塚田こども医院/ヘルス・レター 203

下痢のときの食べ物


乳幼児期の下痢の大半は、ウイルス性で、軽いものです。食事や飲み物に気をつけながら、整腸剤や下痢止めを上手に使うと、わりと簡単に良くなっていきます。

でも、吐き気や嘔吐(おうと)があったり、高熱、腹痛、血便を伴うときや、何日も水のような下利便が続くときは心配です。早めに受診してください。

乳 児

母乳の場合

母乳はそのまま続けてかまいませんが、いつもより少な目に。お腹をすかせるようなら、回数を多めにして下さい。

ミルクの場合

下痢のひどいときは、少な目に。できれば1回を半分程度にし、その分、回数は多めでもかまいません。
それでもひどいときは、下痢の治療用のミルク(乳糖を含まない。ラクトレス、ノンラクト、ソーヤミール、ボンラクトなど)に代えてみて下さい。
下痢が良くなってきたら、少しずつ普通の量・回数・ミルクに戻していって下さい。

離乳食の場合

下痢がひどいときは、母乳、うすめのミルク、下痢治療乳、子ども用イオン飲料、うすい番茶、野菜スープ、みそ汁のうわずみ、リンゴのすりおろし、など。
離乳食の最初の頃に戻す感じで、ほどほどにあげて下さい。
下痢が良くなってきたら、少しずつ元の食事にしていきましょう。

幼 児

水分を十分に

水分補給が一番です。下痢をしていて水分が吸収されていないのですから、その分、多めに与えて下さい。

栄養は気にしない

消化・吸収の働きが落ちているのですから、負担になるような「栄養たっぷり」のものは避けて下さい。
栄養は少ない方が、お腹にとっては良いわけです。
食欲がなければ、水分だけでもけっこう。無理には食べさせないで下さい。
食欲があっても、「消化の良いものを、少な目に」が原則です。
(特に吐き気があるときは、要注意です。)

乳糖不耐症

よく、赤ちゃんの下痢で、ミルクを飲んでいる途中や、飲み終わった直後に、お腹がゴロゴロ鳴って、水のような下痢便が、オムツからあふれるくらいでてしまうことがあります。
これは、ミルクの甘さの成分の「乳糖」をうまく分解できていないためにおこります(乳糖に耐えられない状態)。

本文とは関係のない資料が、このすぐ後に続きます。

PR #2683, opened 2026-09-19
fix: reject direct requests to link-local/cloud-metadata hosts by default

mpgopala:
## Summary

- Adds a `MetadataGuardResolver` that rejects the *initial* HTTP request when its URI directly
  names a link-local or cloud-metadata address (e.g. `169.254.169.254`), independent of any
  redirect handling.
- `Context` installs this guard by default whenever no `allowed_network_hosts` allow-list is
  configured; an explicit allow-list still takes precedence and bypasses the guard.
- Introduces `HttpResolverError::MetadataOrLinkLocalUriDisallowed` and updates the `http`/`settings`
  module docs to reflect the narrowed "accepted risk" (loopback/RFC 1918 hosts are still reachable
  by default; only link-local/metadata addresses are blocked at the initial request).

# Fix for issue #2430 
CAI-12574 closed the SSRF *redirect* vector (blocking redirects to internal addresses). This ticket
tracks the residual gap: under the default config (no `allowed_network_hosts`), the *initial*
request was unrestricted, so an attacker-controlled manifest URL (e.g. via `dcterms:provenance`
XMP) could point directly at a cloud-metadata endpoint with no redirect involved. Since remote
manifest fetch is on by default, any app using default settings (including c2patool) was exposed.


sdk/src/http/restricted.rs
```diff
@@ -462,6 +462,106 @@ fn build_redirected_request(
...
+/// Returns true if `uri`'s host is a link-local address (`169.254.0.0/16`, `fe80::/10`) or a
+/// well-known cloud-metadata endpoint outside those ranges (e.g. AWS's IPv6 IMDS address). Used to
+/// guard the *initial* request by default (CAI-13326); see [`MetadataGuardResolver`].
+///
+/// Unlike [`host_is_non_global`], this does **not** flag loopback or private (RFC 1918) addresses —
+/// those remain reachable by default so `localhost`/intranet manifest hosts and enterprise PKI keep
+/// working. Use [`Core::allowed_network_hosts`] to restrict those as well.
+///
+/// [`Core::allowed_network_hosts`]: crate::settings::Core::allowed_network_hosts
+pub(crate) fn host_is_metadata_or_link_local(uri: &Uri) -> bool {
```
scouten-adobe, line 533: **[LOW] Things to consider:** `host_is_metadata_or_link_local` returns `false` when `uri.host()` is absent, while the sibling redirect classifier fails closed for hostless URIs. Hostless requests cannot normally be dialed by the concrete clients, so this is defense-in-depth consistency rather than a blocking issue.

sdk/src/http/restricted.rs
```diff
@@ -462,6 +462,106 @@ fn build_redirected_request(
...
+
+    if let Ok(ip) = host.parse::<IpAddr>() {
+        return ip_is_metadata_or_link_local(ip);
+    }
+
+    // Obfuscated numeric hosts (e.g. a decimal or hex encoding of 169.254.169.254) have no
+    // legitimate use as a manifest/OCSP/timestamp host; fail closed rather than risk an OS
+    // resolver treating them as link-local.
+    looks_like_obfuscated_ip(&host)
+}
```
scouten-adobe, line 550: **[LOW] Things to consider:** IPv6 zone-ID hosts such as `[fe80::1%25eth0]` do not parse as `IpAddr` and are not recognized by `looks_like_obfuscated_ip`. The concrete clients generally reject these forms, and the redirect classifier has the same limitation, but an explicit regression test or shared normalization rule would make this guard more robust.

scouten-adobe (commented):
## Review feedback

The implementation looks sound and the targeted plus full test suites, clippy, and formatting checks passed. I intend to approve this PR; the following are non-blocking things to consider for additional defense-in-depth:

- Fail-closed handling for hostless URIs in the new metadata classifier, to align it with the redirect classifier.
- Explicit coverage or normalization for IPv6 zone-ID forms such as `[fe80::1%25eth0]`.

These do not block approval: the concrete HTTP clients generally reject these forms, and the existing redirect classifier has the same zone-ID limitation.

---

scouten-adobe (approved):
Approving with a request to consider the minor issues identified.

sdk/src/context.rs
```diff
@@ -1208,6 +1214,30 @@ mod tests {
         redirect.assert_calls(1);
     }
 
+    // Under the default policy, a request whose URI *directly* names a link-local/cloud-metadata
+    // address is rejected as `MetadataOrLinkLocalUriDisallowed` (SSRF – CAI-13326), even though no
+    // redirect is involved. No network call is made — the guard rejects before dialing out.
+    #[test]
+    fn test_default_blocks_direct_metadata_host() {
+        use http::Request;
```
tmathern: Maybe move up those use statements at the top level of the test mod?

tmathern (approved):

sdk/src/http/restricted.rs
mpgopala: Done

sdk/src/http/restricted.rs
mpgopala: Done

sdk/src/context.rs
mpgopala: Done

PR #1310, opened 2021-07-01
Stacked mode enhancement

cme:
Improvements to Stacked Mode.

  * Show notes from other active patterns in the "background" of the pattern editor

  * Disable / grey-out the 'stacked mode' button in Song mode. This provides the user with a good strong hint about the relationship between stacked mode and song mode!
      - grey-out Buttons when they're disabled
      - change core method from 'toggle' semantics to 'set' semantics
      - This also fixes a small bug: previously, clicking it while in Song Mode would toggle the GUI state, but not the core state, so they would get out of sync

  * Interpret clicks in the leftmost part of pattern lines ('over' the active triangles) as the same as Ctrl-clicking, since Ctrl-clicking has the direct effect of making those visible or invisible.

  * Add empty active triangle next to patterns in SongEditorPatternList when in stacked mode -- this is to suggest to the user that some new action can be carried out with the lines. Discoverability is good.

(Internal:)

  * Add core event emitted when stacked mode is enabled/disabled (the terminology for this could stand to be clarified...)

  * Emit SONG_MODE_ACTIVATION_EVENT when mode is changed from the GUI as well as when changed from OSC. This should keep everything in sync.

Also some fixes for the Song Editor pattern list, found during testing of the above:

  * Dragging a pattern now records *which* pattern is being dragged, and displays the name so the user can have more confidence in what they're doing.

      - This fixes an issue where a drag could be accidentally started without changing the selected pattern (eg. with ctrl-click), and then ended at the same place, causing the *selected* pattern to be moved to wherever was clicked

  * Drag start position was never updated, which made it look like all drags started at (0,0) so would start immediately on a mouse move.

Still to do:
  * [x] show background notes in Piano Roll editor

Pattern editor in stacked mode with notes in 'background':

image

Stacked mode button greyed out in Song mode:
image


theGreatWhiteShark (commented):
I've just been toying with it a little bit and noticed some things

- The pattern lasted played in song mode seems to be always selected
- The pattern lasted played in song mode is marked with a black triangle while all others have grey ones. When clicking the black one it turns grey but it won't disappear without toggling playback
- When deselecting all patterns none is playing -> I think this is intended, isn't it?
- Marking some patterns with grey triangles with playback stopped and switching to "single pattern mode" -> empty triangles are gone but grey ones persist
- The grey triangles can be activated in "single pattern mode" too
- The greyed out notes are not shown in the NotePropertiesRuler. But I don't think they have too.
- Greyed out notes are only shown over the length of the currently selected pattern. Even, if the other ones are longer. It's fine if it's too much work. But it made me wonder for a moment what was going on since the playhead disappeared while playback was rolling (moved into the scroll area)

Awesome feature. I like it a lot! (this will finally make me use the stacked mode :D )

cme:
> I've just been toying with it a little bit and noticed some things

Heh, most of these are things that apply to the current Stacked Mode behaviour, just they're perhaps more noticable now :)


>     * The pattern lasted played in song mode seems to be always selected

Yes, "stacked mode" really just changes how it treats the internal state of the current / next playing patterns lists. It's a bit odd perhaps but I think it's fairly useful behaviour -- you can play in Song Mode, and if you find a spot something you want to change, you can flip to pattern + stacked mode and loop what was playing when you stopped.

>     * The pattern lasted played in song mode is marked with a black triangle while all others have grey ones. When clicking the black one it turns grey but it won't disappear without toggling playback

Yeah, this is a bit odd. It's because toggling the patterns on / off doesn't take effect immediately, but at the end of the current pattern. It's shown as a light triangle to indicate it's *going* to change state, but if the player isn't running, it won't get to the event that changes its state.

I guess this is fine when the player is running, but if it's not running maybe changing the visual state immediately is better.
 
>     * When deselecting all patterns none is playing -> I think this is intended, isn't it?

I think so yes.

>     * Marking some patterns with grey triangles with playback stopped and switching to "single pattern mode" -> empty triangles are gone but grey ones persist

Another instance of the above. Definitely feels it would be better to remove them immediately when stopped.


>     * The grey triangles can be activated in "single pattern mode" too

Yes, that's a bit confusing, but again is current behaviour. Trouble is that I can see it being useful for live use by activating a fill pattern over a repeating structure for a bar or so, otherwise I think it would be easy to argue to remove it.


>     * The greyed out notes are not shown in the NotePropertiesRuler. But I don't think they have too.

I considered that, but came down on the side of leaving them out since the properties ruler already filters out a subsection of the current pattern, so it seemed reasonable and less confusing to also filter out the other patterns.

>     * Greyed out notes are only shown over the length of the currently selected pattern. Even, if the other ones are longer. It's fine if it's too much work. But it made me wonder for a moment what was going on since the playhead disappeared while playback was rolling (moved into the scroll area)

I didn't consider that! Hmm, extending the Pattern Editor in response to other patterns being played probably isn't *too* much work, but there will be lots of wrinkles I think (keyboard cursor etc) to consider. I'll look into it.

> Awesome feature. I like it a lot! (this will finally make me use the stacked mode :D )

Thank you :)

theGreatWhiteShark:
> most of these are things that apply to the current Stacked Mode behaviour, just they're perhaps more noticable now :)

Okay. Haven't really used it up to now but it explains why it's quite rough around the edges.

> Yeah, this is a bit odd. It's because toggling the patterns on / off doesn't take effect immediately, but at the end of the current pattern. It's shown as a light triangle to indicate it's going to change state, but if the player isn't running, it won't get to the event that changes its state.

I see. Takes some time to get used to it. But that's quite reasonable when using it for live performances.

Maybe it was the symbols that confused me at first since both the additional notes and the triangle (without playback rolling) are grey. Do you think a symbol representing something like "queued", "scheduled", "waiting", like [this](https://st2.depositphotos.com/1432405/12246/v/950/depositphotos_122469928-stock-illustration-sign-waiting-download-on-internet.jpg) or [that](https://external-content.duckduckgo.com/iu/?u=https%3A%2F%2Ftse1.mm.bing.net%2Fth%3Fid%3DOIP.IZVFBm_SJsBU7owvK-5BCwAAAA%26pid%3DApi&f=1), would make things more clear? We could replace the pixel graphics with flat buttons having the same background color as the labels and change their icon depending on the current state (or create a bunch of buttons and toggle hide and view. Should be more efficient.) In addition, this would allow for tooltips explaining what's going on.

> Yes, that's a bit confusing, but again is current behaviour. Trouble is that I can see it being useful for live use by activating a fill pattern over a repeating structure for a bar or so, otherwise I think it would be easy to argue to remove it.

Hmm. I think I don't get it. How is this different from being in "stacked mode" and having only a single pattern selected.

> I considered that, but came down on the side of leaving them out since the properties ruler already filters out a subsection of the current pattern, so it seemed reasonable and less confusing to also filter out the other patterns.

+1


One thing that also confused me at first is that the selected pattern is not played back automatically anymore. But this is very reasonable. How about we rename "single pattern mode" into "selected pattern mode"? Since one can just select a single one this might be more descriptive.

I also liked the black triangles indicating which pattern is played back during song mode. How about them being activated regardless of which flavor of pattern mode is selected? This would be a great help to quickly get an overview in large songs and it's already implemented.

cme:
> > Yes, that's a bit confusing, but again is current behaviour. Trouble is that I can see it being useful for live use by activating a fill pattern over a repeating structure for a bar or so, otherwise I think it would be easy to argue to remove it.
> 
> Hmm. I think I don't get it. How is this different from being in "stacked mode" and having only a single pattern selected.

The only difference is that in Single Pattern Mode, an additional pattern that's activated will automatically be deactivated when playback gets to the end of the pattern, effectively making it a 'one-shot', while in stacked pattern mode, it would have to be manually deactivated.

> One thing that also confused me at first is that the selected pattern is not played back automatically anymore. But this is very reasonable. How about we rename "single pattern mode" into "selected pattern mode"? Since one can just select a single one this might be more descriptive.

This seems pretty reasonable, yes!

> I also liked the black triangles indicating which pattern is played back during song mode. How about them being activated regardless of which flavor of pattern mode is selected? This would be a great help to quickly get an overview in large songs and it's already implemented.

I like this! +1

PR #1312, opened 2021-07-03
namespace closing should go inside #ifdef #endif

charbeljc:
I catched this one while generating python bindings.


theGreatWhiteShark (approved):
Thanks

PR #1314, opened 2021-07-05
Sample editor instant feedback

### LINKED ISSUE #811: sample editor : end marker jumps to start marker position
Hydrogen version *          : 7283fcabce84e5575104746135fc6d7cede29e51
Operating system + version  : ubuntu studio 16
Audio driver + version      : jack

to reproduce : 

- open sample editor
- grab the start marker
- End-marker jumps to the Start-marker position

This causes previous edits to be lost : 

- tweak the end-marker position of a sample
- save your edit
- open the same sample again in the editor
- grab the start-marker
- your end-marker jumps to the start and your previous work is lost

### LINKED ISSUE #1304: Further SampleEditor tweaks
-  Open the SampleEditor -> enter a large value in the spinbox of the "Start" and press enter -> both the values in the spinboxes of "Start" and "Loop" get updated but only the "S" line gets moved in the wave display while "L" remains at zero.
- Open the SampleEditor -> change something and hit the "Close" button -> a dialog "Unsave changes..." will pop up and the user has to consent to discard the changes -> clicking "Ok" and reopen the SampleEditor by clicking "Edit Layer" again -> the same popup shows up again. I think the second one is a dud.
- When entering a fresh instance of the SampleEditor the value of the EndFrameSpinBox looks perfectly fine. But as soon as the mouse pointer enters the MainSampleWaveDisplay it is reset to 0 by SampleEditor::getAllFrameInfos() what causes some other oddities. The slider, however, stays at it's correct position.
- The first value change in the Start, Loop, and End spinboxes is discarded and, instead, the slider is shown in the DetailWaveDisplay. It would be nice to update the DetailWaveDisplay as soon as the spinboxes have focus and make the first change affect the value as well.

charbeljc:
Update target wave display when loop, rubberband or envelope are edited.

Also should close #811
Also should close #1304 

There are still strange things  with rubberband, but we should be close to something usable.


src/core/Basics/Sample.cpp
```diff
@@ -51,18 +50,18 @@ static RubberBand::RubberBandStretcher::Options compute_rubberband_options( cons
 
 
 /* EnvelopePoint */
-EnvelopePoint::EnvelopePoint() : Object( EnvelopePoint::__class_name ), frame( 0 ), value( 0 )
```
theGreatWhiteShark, line 54: How come you removed the `H2Core::Object` in here? It's used for debugging and shouldn't add too much weight.

charbeljc: > How come you removed the `H2Core::Object` in here? It's used for debugging and shouldn't add too much weight.

Hum, I was maybe a bit to quick with this. I think EnvelopePoint should go away in favor of a proper Envelope class.
Besides, I have a pending patch which removes the H2Core::Object's overhead... 

My point was to get rid of the unique_ptr around EnvelopePoint in envelope, so I can access them. I don't remember the details right now, but pybind11 caused me some troubles with those std::shared_ptr<std::unique_ptr<EnvelopePoint>> ...

ihmo, EnvelopePoints should be plain dummy structs with copy semantics, and let the (to be written) Envelope let deal with them.

charbeljc: Hi @theGreatWhiteShark I just restored EnvelopePoint inheritance of H2Core::Object.
Regards

theGreatWhiteShark: > I think EnvelopePoint should go away in favor of a proper Envelope class.
Besides, I have a pending patch which removes the H2Core::Object's overhead...

Could you split off these changes and make a separate PR? Such fundamental changes in the code base require the consent of at least a majority of all maintainers. This will happen much faster if it's a concise one.

One thing to think about in advance (and I haven't done yet, so, there is a chance none of this makes sense): The envelope in the sample editor is quite similar to the automation path. Maybe there could be a common basis.

charbeljc: > > I think EnvelopePoint should go away in favor of a proper Envelope class.
> > Besides, I have a pending patch which removes the H2Core::Object's overhead...
> 
> Could you split off these changes and make a separate PR? Such fundamental changes in the code base require the consent of at least a majority of all maintainers. This will happen much faster if it's a concise one.
> 

Yes, I will do a separate PR on this.

> One thing to think about in advance (and I haven't done yet, so, there is a chance none of this makes sense): The envelope in the sample editor is quite similar to the automation path. Maybe there could be a common basis.

I will have a look at those automation path. If we could factor out some code, it would be nice.

charbeljc: Please see #1318

src/gui/src/SampleEditor/SampleEditor.cpp
```diff
@@ -931,11 +976,38 @@ void SampleEditor::valueChangedProcessingTypeComboBox( const QString unused )
...
+	if ( ! m_pTargetSampleView ) {
+		// qWarning() << "no TargetSampleView!";
+		return;
+	}
+	switch ( index ){
+		case 0 ://
+			m_pTargetSampleView->setEditMode( SampleEditor::EnvelopeType::VelocityEnvelope );
+			break;
+		case 1 ://
+			if ( m_pTargetSampleView ) {
```
theGreatWhiteShark, line 999: This sanity check and the one below should already covered by the one in the beginning of the function

src/gui/src/SampleEditor/TargetWaveDisplay.cpp
```diff
@@ -204,45 +206,54 @@ void TargetWaveDisplay::paintLocatorEventTargetDisplay( int pos, bool updateposi
...
+	// qWarning() << "TargetWaveDisplay::updateDisplay: layer:" << pLayer;
+	if ( ! pLayer ) {
+		return;
+	}
+	updateDisplay( pLayer->get_sample(), pLayer->get_gain() );
+}
+
+void TargetWaveDisplay::updateDisplay( std::shared_ptr<H2Core::Sample> sample, double gain )
+{
+	// qWarning() << "TargetWaveDisplay::updateDisplay: sample:" << sample;
```
theGreatWhiteShark, line 218: The original version of `updateDisplay` also included a check whether `pLayer->get_sample()` is a `nullptr`. Could you add it in here too just to be save?

theGreatWhiteShark (commented):
I like this signal-based version for communicating changes in the envelope or sliders more.

However, some parts are now broken:

- Looping doesn't seem to work anymore and if the loop count is set to a value higher than 0 there are visual artifacts in the `DetailWaveDisplay`
- Pitch settings using Rubberband does not seem to take any effect either.
- Previously, when hitting play the white slider indicating current playback position was visible in the TargetWaveDisplay too
- (unrelated to this PR but I just noticed it) when increase the loop count to very large values, like 300, Hydrogen freezes. We probably should add some sanity checks in there

charbeljc:
> I like this signal-based version for communicating changes in the envelope or sliders more.
> 
> However, some parts are now broken:
> 
>     * Looping doesn't seem to work anymore and if the loop count is set to a value higher than 0 there are visual artifacts in the `DetailWaveDisplay`

What a mess... I guess I did let this PR in the middle of nowhere... Thank you for your review, I'm finally back on track.
> 
>     * Pitch settings using Rubberband does not seem to take any effect either.
> 

Are your working with the cli version or the library one ?

>     * Previously, when hitting play the white slider indicating current playback position was visible in the TargetWaveDisplay too
>

This should be restored now.

>     * (unrelated to this PR but I just noticed it) when increase the loop count to very large values, like 300, Hydrogen freezes. We probably should add some sanity checks in there

Hum, this don't hang on my machine, but yes, this must be addressed.

theGreatWhiteShark:
Hey @charbeljc ,

Can you rebase this PR on master? It will be my next read.

PR #1316, opened 2021-07-06
small fix: Sample.is_empty() was always returning false

charbeljc:
Another catch from python bindings

```python
from h2core import Sample
sample = Sample.load_static('/path/to/sample.flac')
sample.unload()
assert sample.is_empty()
sample.load()
assert not sample.is_empty()
```


theGreatWhiteShark (approved):
Nice.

日本人は、もともと農耕民族で、乳児期以外は、乳糖の入っているものをとらない生活が長く続いてきたために、白人などよりも、おこりやすいと言われています。

下痢止めや乳糖分解酵素という薬を使ってもなかなか止まらないのですが、乳糖を飲むのをやめると、簡単に良くなることをよく経験します。